▶ Task description:
Only those lines running from the start of the listing below through the line that holds "Htot = self.sea_floor_depth_below_sea_level" are to be written out, exactly and in full.

▶ Material for this exercise:
Start of Block

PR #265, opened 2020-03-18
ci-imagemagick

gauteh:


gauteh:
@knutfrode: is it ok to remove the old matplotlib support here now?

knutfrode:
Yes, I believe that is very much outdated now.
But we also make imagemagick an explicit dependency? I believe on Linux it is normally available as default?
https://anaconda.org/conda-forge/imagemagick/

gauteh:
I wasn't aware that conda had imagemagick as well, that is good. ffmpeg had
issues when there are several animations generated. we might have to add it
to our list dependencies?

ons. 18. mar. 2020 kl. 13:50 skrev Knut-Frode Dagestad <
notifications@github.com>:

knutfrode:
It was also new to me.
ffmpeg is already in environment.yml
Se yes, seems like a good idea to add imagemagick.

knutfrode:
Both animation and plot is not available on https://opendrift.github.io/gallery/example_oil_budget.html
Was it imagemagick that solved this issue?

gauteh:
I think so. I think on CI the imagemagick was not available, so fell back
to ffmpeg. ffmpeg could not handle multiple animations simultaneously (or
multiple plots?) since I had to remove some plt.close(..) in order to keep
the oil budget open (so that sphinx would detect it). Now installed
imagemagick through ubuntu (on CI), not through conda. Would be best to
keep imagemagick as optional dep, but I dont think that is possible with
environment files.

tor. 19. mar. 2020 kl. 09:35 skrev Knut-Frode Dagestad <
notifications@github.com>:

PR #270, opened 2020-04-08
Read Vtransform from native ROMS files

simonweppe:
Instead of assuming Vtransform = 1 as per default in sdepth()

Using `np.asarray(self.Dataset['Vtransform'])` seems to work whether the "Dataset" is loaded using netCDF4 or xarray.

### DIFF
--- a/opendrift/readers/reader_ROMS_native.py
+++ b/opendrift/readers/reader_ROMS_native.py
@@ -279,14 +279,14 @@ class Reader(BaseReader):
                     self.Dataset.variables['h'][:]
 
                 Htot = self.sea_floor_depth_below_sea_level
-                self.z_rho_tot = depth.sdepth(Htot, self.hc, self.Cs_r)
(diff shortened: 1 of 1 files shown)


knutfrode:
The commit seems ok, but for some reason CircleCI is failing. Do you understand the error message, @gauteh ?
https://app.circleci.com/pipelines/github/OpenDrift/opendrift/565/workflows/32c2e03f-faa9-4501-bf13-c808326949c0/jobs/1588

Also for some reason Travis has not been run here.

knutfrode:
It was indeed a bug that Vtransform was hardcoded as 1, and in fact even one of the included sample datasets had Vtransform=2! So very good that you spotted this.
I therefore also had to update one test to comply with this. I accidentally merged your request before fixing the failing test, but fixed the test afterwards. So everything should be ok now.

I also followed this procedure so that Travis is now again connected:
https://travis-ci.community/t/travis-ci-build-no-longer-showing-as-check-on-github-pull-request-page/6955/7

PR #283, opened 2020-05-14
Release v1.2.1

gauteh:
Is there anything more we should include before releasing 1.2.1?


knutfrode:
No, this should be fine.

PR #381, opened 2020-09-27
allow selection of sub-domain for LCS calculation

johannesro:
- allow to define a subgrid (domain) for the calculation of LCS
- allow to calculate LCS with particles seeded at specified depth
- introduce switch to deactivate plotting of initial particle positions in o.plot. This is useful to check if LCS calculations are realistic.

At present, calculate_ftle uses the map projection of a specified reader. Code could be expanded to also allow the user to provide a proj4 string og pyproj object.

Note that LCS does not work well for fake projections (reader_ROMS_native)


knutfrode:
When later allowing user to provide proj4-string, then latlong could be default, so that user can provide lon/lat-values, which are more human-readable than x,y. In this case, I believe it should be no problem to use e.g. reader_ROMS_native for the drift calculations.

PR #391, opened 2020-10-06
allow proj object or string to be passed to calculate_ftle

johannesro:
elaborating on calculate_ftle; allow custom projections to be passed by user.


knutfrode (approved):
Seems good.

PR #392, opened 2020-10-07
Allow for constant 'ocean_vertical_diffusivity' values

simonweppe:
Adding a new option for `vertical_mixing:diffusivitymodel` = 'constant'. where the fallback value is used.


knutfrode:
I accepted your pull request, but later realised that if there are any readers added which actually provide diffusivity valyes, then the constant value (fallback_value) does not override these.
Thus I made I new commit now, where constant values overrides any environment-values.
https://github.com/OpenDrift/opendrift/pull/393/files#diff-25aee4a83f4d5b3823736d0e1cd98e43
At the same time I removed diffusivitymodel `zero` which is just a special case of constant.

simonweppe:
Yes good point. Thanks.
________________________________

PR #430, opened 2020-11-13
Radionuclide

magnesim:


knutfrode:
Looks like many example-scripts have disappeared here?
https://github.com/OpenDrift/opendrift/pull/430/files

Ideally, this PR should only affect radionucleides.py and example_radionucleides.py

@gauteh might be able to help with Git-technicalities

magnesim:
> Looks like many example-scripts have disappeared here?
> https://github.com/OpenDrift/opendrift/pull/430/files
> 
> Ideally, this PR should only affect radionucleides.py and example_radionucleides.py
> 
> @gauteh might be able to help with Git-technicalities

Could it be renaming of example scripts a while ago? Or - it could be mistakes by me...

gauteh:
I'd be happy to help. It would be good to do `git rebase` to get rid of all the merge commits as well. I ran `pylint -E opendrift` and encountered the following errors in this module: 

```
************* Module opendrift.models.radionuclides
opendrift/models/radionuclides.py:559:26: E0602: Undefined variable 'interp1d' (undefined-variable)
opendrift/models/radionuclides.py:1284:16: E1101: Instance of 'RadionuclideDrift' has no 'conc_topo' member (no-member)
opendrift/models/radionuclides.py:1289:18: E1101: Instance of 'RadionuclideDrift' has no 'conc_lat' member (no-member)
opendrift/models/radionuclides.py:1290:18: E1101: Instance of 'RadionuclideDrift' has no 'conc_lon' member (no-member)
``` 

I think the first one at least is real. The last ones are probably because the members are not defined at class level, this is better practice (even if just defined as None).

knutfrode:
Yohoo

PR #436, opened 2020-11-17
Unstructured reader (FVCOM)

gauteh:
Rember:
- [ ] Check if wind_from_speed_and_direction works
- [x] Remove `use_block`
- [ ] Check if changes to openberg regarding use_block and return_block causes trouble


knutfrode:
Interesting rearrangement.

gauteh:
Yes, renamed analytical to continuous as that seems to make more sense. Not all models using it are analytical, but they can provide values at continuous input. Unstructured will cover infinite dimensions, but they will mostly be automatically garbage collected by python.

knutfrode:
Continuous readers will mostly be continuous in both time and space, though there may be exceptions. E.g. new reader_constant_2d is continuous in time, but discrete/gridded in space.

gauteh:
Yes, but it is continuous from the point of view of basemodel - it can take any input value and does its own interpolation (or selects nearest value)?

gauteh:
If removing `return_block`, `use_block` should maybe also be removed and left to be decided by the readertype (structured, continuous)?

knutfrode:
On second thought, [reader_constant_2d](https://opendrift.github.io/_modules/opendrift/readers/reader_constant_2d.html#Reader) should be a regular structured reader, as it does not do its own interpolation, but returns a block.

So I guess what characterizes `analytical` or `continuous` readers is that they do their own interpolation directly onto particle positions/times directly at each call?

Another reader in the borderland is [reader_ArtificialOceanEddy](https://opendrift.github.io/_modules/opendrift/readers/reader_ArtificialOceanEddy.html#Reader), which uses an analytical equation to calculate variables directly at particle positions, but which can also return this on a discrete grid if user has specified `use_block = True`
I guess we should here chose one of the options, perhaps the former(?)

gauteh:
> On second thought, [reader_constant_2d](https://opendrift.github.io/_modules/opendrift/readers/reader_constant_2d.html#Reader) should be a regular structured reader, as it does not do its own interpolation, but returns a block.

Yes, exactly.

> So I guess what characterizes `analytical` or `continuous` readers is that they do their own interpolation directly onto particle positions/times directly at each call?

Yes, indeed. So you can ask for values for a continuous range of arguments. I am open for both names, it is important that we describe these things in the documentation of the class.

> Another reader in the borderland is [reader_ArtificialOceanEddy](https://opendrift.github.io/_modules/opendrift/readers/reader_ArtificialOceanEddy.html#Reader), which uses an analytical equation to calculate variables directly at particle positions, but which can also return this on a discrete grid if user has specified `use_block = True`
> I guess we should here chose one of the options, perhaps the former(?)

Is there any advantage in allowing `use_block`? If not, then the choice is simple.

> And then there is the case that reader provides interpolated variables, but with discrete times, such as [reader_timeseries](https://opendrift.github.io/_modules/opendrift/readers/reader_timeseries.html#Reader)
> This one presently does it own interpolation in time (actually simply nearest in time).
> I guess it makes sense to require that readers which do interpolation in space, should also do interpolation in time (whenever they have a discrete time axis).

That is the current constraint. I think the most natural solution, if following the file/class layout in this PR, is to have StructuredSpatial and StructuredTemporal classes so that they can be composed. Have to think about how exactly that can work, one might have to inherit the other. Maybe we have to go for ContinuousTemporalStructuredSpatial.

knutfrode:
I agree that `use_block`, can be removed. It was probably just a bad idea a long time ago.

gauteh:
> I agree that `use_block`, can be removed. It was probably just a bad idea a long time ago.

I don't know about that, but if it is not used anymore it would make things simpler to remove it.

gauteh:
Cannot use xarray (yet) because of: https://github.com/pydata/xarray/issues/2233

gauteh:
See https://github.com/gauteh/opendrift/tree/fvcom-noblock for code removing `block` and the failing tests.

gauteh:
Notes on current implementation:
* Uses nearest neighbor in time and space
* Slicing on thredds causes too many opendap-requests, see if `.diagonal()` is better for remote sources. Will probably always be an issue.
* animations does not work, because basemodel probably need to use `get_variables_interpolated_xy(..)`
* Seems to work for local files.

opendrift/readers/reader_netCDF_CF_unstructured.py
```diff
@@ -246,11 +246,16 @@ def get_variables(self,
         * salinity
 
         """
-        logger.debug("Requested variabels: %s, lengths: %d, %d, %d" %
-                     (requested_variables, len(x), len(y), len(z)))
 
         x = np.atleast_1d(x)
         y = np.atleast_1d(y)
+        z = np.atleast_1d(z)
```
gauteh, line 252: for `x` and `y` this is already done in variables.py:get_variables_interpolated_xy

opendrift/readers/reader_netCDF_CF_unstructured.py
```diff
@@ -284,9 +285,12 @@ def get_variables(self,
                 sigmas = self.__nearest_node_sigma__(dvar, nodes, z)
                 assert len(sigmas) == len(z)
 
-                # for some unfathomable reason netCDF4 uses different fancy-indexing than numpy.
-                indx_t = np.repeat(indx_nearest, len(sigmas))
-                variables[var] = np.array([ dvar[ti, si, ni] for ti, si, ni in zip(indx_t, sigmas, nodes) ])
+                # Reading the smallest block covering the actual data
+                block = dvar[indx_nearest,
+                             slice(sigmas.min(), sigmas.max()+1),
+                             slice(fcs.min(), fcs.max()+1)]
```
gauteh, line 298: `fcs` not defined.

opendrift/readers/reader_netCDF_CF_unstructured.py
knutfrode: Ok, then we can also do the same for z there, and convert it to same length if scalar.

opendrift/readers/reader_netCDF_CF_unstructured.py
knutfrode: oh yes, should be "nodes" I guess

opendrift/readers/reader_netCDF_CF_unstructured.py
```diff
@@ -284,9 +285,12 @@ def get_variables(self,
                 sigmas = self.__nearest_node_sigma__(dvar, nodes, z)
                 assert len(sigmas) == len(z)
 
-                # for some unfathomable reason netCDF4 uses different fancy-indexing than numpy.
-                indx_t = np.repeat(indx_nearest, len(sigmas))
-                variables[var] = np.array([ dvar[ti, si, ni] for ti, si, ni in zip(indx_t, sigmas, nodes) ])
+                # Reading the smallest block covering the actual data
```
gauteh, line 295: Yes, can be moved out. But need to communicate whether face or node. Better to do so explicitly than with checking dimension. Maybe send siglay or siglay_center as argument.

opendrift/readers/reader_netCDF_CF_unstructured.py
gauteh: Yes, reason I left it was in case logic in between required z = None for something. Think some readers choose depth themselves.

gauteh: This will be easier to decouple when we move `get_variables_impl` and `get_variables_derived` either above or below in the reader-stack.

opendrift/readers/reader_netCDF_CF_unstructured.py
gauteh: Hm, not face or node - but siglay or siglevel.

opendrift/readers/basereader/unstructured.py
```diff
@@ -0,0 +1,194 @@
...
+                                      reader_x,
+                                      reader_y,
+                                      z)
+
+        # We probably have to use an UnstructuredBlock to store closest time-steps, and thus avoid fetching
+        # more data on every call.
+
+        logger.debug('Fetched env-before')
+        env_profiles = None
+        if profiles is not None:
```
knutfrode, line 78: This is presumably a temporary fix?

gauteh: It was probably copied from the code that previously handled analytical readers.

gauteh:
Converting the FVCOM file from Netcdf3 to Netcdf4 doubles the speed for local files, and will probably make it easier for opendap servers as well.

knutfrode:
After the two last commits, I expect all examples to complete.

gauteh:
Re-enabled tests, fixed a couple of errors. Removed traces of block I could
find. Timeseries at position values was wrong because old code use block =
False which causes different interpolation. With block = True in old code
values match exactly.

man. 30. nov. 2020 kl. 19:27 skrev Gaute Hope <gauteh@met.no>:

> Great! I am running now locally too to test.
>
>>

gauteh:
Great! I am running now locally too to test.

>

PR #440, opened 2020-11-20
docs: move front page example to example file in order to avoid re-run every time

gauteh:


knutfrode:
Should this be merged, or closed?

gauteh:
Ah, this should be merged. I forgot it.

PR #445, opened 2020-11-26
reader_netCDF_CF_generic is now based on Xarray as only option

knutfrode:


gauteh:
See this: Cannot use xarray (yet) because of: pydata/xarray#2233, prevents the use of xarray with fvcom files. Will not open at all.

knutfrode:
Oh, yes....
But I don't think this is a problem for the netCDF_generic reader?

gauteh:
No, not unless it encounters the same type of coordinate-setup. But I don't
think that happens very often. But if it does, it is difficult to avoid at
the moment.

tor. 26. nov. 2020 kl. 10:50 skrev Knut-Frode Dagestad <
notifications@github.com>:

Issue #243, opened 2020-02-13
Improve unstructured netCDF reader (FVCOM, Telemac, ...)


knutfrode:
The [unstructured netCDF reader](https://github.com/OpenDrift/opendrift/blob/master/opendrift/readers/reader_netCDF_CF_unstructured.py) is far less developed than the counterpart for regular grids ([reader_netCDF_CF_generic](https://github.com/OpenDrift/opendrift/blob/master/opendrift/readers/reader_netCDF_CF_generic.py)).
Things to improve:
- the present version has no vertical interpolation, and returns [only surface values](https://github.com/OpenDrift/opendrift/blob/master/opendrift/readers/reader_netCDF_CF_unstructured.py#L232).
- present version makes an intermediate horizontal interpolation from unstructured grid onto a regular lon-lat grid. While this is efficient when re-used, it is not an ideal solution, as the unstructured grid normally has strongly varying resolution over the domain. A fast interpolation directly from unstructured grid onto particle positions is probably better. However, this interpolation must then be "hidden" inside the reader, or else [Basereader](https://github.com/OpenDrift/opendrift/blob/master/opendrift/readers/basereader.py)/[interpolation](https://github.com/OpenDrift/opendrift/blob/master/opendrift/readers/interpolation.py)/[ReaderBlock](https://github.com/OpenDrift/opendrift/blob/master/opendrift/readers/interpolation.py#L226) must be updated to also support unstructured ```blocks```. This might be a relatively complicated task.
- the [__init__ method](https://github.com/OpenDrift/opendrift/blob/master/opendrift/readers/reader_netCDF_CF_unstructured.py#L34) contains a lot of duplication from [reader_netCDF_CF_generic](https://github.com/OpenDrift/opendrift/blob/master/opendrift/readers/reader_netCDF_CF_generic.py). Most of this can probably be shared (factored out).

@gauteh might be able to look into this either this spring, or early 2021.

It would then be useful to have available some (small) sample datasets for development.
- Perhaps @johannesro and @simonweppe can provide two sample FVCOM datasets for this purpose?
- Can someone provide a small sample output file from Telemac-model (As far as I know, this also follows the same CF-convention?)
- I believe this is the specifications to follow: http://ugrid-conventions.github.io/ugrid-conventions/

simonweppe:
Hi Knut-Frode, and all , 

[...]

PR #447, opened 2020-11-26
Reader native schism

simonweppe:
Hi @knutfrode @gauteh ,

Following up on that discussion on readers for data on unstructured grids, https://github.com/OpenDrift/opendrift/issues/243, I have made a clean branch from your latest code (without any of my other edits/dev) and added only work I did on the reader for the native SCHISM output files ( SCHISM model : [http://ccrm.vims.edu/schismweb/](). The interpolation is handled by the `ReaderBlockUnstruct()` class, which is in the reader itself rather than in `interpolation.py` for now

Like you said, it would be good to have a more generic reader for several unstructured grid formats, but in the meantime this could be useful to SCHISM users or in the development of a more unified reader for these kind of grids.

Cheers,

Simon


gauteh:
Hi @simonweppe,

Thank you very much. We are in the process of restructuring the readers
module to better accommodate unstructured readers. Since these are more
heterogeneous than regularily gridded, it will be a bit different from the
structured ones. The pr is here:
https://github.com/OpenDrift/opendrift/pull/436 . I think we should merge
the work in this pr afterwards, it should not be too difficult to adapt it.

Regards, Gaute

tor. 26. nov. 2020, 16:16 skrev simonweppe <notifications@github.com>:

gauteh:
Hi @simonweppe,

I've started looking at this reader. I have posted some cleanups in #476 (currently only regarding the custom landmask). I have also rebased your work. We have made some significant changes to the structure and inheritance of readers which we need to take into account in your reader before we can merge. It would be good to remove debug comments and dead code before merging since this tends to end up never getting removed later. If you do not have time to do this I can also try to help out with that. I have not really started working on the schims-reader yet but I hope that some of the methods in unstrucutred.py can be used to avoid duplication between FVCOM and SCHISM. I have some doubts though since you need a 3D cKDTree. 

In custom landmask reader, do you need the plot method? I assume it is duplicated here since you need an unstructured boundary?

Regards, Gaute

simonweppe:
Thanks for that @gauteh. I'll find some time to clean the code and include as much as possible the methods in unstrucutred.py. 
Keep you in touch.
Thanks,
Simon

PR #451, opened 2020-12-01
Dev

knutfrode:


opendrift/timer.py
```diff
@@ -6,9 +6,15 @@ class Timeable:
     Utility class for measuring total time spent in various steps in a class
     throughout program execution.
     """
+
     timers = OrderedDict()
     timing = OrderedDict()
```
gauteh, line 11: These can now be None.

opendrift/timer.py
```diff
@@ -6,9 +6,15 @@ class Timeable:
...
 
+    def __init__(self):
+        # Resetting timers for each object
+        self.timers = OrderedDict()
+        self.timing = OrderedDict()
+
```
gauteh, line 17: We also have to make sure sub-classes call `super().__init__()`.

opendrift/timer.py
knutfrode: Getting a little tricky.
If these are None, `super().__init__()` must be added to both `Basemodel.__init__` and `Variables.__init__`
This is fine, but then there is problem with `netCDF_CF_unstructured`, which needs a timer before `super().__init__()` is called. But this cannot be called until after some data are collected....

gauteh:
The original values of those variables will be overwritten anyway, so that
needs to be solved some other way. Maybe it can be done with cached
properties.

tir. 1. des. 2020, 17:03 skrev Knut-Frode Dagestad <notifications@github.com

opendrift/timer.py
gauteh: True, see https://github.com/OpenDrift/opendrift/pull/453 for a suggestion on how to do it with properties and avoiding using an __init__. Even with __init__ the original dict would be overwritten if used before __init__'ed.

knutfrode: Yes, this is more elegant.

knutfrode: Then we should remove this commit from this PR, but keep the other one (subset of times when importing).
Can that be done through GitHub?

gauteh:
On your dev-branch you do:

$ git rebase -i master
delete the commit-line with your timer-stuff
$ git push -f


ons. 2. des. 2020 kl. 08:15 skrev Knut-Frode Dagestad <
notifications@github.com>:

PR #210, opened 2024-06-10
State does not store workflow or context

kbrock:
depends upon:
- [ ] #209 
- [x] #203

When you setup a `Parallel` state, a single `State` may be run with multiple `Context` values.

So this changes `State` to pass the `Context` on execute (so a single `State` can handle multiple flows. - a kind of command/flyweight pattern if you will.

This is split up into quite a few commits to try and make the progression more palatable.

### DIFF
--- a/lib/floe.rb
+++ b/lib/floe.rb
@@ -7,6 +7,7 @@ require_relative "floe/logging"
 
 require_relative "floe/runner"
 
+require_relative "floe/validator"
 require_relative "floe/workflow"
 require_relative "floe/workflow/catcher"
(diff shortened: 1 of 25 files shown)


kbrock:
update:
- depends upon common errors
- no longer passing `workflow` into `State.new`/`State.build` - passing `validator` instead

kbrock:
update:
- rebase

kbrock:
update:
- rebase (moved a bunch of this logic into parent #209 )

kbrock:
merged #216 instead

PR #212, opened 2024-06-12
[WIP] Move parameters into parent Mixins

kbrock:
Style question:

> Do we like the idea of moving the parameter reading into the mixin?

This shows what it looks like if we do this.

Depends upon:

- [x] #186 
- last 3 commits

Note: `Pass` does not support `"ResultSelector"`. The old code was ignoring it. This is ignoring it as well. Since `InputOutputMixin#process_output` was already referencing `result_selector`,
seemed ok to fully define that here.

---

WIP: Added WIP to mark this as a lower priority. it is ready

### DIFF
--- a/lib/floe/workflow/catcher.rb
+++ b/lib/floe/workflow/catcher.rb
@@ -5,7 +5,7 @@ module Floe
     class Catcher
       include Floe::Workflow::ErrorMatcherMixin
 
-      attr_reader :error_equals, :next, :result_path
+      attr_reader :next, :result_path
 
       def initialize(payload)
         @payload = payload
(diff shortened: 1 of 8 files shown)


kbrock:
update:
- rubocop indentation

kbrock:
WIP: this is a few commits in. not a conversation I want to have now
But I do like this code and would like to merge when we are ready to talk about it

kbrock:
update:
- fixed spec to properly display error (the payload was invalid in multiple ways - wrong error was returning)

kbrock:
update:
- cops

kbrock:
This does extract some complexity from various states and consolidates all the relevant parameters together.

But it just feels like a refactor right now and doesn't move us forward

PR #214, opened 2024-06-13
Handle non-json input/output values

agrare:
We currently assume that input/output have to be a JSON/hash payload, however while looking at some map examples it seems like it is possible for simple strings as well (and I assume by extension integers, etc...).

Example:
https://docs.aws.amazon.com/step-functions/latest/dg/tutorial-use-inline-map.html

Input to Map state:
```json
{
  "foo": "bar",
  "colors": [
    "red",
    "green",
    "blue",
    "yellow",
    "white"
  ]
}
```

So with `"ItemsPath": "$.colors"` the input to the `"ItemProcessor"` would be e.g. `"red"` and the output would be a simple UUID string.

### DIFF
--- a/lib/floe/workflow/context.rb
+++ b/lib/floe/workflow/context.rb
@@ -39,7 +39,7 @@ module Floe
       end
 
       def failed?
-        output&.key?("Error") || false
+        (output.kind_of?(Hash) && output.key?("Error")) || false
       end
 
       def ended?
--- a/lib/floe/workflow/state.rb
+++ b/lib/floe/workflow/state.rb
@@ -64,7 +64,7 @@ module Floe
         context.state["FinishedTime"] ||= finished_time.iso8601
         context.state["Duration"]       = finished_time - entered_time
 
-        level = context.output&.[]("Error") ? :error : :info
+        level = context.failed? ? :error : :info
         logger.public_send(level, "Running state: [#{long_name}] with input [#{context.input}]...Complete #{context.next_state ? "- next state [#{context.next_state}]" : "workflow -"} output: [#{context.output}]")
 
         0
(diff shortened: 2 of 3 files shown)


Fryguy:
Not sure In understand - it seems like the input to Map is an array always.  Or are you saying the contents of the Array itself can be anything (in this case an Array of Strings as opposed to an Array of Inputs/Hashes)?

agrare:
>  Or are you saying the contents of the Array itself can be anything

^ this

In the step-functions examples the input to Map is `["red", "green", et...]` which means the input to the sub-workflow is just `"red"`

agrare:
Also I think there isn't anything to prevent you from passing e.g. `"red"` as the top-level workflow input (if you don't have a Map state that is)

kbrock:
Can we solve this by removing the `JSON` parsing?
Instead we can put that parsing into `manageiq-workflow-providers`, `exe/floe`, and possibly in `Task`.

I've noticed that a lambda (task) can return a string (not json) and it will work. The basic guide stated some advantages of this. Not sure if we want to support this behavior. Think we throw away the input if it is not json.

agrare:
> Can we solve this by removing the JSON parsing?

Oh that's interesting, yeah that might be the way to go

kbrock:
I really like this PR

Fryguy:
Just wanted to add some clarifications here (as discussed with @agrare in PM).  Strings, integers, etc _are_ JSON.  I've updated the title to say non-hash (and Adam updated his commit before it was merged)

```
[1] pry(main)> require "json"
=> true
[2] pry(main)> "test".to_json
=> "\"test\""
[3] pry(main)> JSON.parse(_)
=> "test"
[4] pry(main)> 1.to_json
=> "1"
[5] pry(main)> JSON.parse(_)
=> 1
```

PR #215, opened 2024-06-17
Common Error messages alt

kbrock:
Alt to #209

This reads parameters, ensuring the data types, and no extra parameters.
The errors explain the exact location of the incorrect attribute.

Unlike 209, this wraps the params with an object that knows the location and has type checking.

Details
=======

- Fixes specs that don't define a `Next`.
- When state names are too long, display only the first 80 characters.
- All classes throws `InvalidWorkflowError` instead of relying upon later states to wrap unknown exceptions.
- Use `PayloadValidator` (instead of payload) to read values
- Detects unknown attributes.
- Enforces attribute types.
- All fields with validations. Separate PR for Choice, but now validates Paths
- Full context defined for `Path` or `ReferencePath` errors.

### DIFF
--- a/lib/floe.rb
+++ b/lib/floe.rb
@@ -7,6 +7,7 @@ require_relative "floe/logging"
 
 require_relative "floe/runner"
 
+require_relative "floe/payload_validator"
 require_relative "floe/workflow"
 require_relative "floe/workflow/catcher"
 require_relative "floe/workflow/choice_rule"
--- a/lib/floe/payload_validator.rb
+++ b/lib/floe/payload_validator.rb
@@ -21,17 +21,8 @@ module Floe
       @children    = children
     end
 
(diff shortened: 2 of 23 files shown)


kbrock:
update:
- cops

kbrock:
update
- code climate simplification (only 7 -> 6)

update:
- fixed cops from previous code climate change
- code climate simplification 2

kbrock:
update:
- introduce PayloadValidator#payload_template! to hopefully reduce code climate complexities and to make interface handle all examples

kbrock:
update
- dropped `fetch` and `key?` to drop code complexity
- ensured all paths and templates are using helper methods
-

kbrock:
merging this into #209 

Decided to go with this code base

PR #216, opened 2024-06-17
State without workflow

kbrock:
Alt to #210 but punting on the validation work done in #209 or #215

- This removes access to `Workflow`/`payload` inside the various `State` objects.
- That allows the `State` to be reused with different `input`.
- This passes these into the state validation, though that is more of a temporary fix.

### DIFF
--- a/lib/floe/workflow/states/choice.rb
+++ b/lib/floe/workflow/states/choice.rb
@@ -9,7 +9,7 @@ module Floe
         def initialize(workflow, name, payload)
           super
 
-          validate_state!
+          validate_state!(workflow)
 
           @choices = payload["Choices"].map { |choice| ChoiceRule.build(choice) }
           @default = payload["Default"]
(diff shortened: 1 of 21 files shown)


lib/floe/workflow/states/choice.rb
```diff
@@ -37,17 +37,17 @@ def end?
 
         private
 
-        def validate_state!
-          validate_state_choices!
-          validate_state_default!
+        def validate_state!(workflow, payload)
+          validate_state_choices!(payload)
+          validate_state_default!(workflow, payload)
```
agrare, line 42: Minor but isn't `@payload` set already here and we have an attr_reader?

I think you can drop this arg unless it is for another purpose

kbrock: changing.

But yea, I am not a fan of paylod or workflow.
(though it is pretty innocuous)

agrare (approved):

End of Block

▶ Output of the task:
PR #265, opened 2020-03-18
ci-imagemagick

gauteh:


gauteh:
@knutfrode: is it ok to remove the old matplotlib support here now?

knutfrode:
Yes, I believe that is very much outdated now.
But we also make imagemagick an explicit dependency? I believe on Linux it is normally available as default?
https://anaconda.org/conda-forge/imagemagick/

gauteh:
I wasn't aware that conda had imagemagick as well, that is good. ffmpeg had
issues when there are several animations generated. we might have to add it
to our list dependencies?

ons. 18. mar. 2020 kl. 13:50 skrev Knut-Frode Dagestad <
notifications@github.com>:

knutfrode:
It was also new to me.
ffmpeg is already in environment.yml
Se yes, seems like a good idea to add imagemagick.

knutfrode:
Both animation and plot is not available on https://opendrift.github.io/gallery/example_oil_budget.html
Was it imagemagick that solved this issue?

gauteh:
I think so. I think on CI the imagemagick was not available, so fell back
to ffmpeg. ffmpeg could not handle multiple animations simultaneously (or
multiple plots?) since I had to remove some plt.close(..) in order to keep
the oil budget open (so that sphinx would detect it). Now installed
imagemagick through ubuntu (on CI), not through conda. Would be best to
keep imagemagick as optional dep, but I dont think that is possible with
environment files.

tor. 19. mar. 2020 kl. 09:35 skrev Knut-Frode Dagestad <
notifications@github.com>:

PR #270, opened 2020-04-08
Read Vtransform from native ROMS files

simonweppe:
Instead of assuming Vtransform = 1 as per default in sdepth()

Using `np.asarray(self.Dataset['Vtransform'])` seems to work whether the "Dataset" is loaded using netCDF4 or xarray.

### DIFF
--- a/opendrift/readers/reader_ROMS_native.py
+++ b/opendrift/readers/reader_ROMS_native.py
@@ -279,14 +279,14 @@ class Reader(BaseReader):
                     self.Dataset.variables['h'][:]
 
                 Htot = self.sea_floor_depth_below_sea_level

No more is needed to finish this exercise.